▶ _Problem to solve_
Your answer must be the lines of the entries below, exactly as written, from the first line through the line containing "Added possibility to set custom container selector.".

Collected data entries
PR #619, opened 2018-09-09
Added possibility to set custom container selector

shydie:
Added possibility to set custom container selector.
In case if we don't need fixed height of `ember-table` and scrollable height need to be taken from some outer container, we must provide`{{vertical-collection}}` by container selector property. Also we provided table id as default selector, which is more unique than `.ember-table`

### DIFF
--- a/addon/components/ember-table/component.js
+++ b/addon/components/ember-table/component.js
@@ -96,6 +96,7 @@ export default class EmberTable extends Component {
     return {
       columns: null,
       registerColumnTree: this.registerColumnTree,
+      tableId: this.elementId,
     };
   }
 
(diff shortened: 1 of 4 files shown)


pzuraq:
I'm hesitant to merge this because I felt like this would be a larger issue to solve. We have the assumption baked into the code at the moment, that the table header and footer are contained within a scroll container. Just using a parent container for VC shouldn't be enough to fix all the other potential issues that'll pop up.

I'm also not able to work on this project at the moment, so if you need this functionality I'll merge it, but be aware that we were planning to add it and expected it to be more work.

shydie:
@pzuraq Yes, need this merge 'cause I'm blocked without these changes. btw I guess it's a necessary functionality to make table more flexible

▶ _Worked solution_
PR #619, opened 2018-09-09
Added possibility to set custom container selector

shydie:
Added possibility to set custom container selector.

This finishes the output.